_TASK BRIEF_
The answer must consist of each line below that contains the word "Thanks", copied in full.

******************************

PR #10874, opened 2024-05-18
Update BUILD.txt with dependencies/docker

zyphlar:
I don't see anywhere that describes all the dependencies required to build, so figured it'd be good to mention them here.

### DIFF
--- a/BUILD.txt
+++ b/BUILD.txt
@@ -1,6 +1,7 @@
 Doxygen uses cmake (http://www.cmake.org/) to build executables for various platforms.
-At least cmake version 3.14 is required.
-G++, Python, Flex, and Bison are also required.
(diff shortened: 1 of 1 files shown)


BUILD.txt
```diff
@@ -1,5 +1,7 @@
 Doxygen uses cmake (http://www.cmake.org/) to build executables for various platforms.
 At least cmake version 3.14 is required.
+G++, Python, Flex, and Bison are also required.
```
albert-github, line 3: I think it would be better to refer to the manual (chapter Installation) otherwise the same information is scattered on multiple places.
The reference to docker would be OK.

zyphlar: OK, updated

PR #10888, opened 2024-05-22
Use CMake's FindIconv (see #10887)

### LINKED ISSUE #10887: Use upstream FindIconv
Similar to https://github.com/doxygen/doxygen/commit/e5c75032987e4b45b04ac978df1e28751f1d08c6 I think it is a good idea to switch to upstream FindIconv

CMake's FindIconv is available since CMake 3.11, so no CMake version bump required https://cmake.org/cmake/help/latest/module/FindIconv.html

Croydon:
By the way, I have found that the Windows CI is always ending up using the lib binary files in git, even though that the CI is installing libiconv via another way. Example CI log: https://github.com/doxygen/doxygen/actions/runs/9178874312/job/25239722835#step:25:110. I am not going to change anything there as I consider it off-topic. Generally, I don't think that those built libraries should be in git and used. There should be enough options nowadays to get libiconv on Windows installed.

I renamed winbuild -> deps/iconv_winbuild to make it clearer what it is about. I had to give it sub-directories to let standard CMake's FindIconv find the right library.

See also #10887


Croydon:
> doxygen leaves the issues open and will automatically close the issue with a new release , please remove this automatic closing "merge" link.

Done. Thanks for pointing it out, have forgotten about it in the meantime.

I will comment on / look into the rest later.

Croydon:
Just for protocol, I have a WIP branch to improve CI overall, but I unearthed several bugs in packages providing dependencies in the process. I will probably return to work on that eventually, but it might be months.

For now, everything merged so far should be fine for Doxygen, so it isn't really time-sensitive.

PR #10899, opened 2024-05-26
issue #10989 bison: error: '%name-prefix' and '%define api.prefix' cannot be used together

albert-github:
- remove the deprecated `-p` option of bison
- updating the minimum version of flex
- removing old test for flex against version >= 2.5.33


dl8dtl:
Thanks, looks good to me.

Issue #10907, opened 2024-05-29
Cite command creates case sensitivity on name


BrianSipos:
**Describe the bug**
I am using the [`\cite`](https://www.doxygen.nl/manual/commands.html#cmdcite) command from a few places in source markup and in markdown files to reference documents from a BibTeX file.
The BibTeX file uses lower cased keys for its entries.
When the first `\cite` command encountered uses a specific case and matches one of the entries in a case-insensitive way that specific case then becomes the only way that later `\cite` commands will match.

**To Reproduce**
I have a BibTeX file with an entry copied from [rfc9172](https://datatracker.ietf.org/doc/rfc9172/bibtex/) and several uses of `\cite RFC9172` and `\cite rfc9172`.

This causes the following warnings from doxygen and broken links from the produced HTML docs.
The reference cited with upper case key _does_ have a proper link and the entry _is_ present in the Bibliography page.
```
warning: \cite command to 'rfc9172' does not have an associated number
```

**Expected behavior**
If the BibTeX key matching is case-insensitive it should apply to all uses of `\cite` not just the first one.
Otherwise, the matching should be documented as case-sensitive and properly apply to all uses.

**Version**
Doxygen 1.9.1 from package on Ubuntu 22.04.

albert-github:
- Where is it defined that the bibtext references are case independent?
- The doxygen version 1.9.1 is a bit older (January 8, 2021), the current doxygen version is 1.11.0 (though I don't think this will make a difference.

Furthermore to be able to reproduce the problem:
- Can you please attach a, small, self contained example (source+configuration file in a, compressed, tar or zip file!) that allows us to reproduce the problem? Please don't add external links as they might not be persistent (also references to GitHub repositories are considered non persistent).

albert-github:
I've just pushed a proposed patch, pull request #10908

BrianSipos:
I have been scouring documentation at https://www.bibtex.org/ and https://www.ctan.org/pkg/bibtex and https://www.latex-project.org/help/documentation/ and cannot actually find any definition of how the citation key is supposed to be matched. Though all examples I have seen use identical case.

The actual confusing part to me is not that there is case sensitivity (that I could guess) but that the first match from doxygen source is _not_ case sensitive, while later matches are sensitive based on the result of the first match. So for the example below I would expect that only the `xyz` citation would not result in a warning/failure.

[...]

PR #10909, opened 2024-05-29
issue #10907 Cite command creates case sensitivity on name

******************************

_WRITTEN SOLUTION_
Done. Thanks for pointing it out, have forgotten about it in the meantime.
Thanks, looks good to me.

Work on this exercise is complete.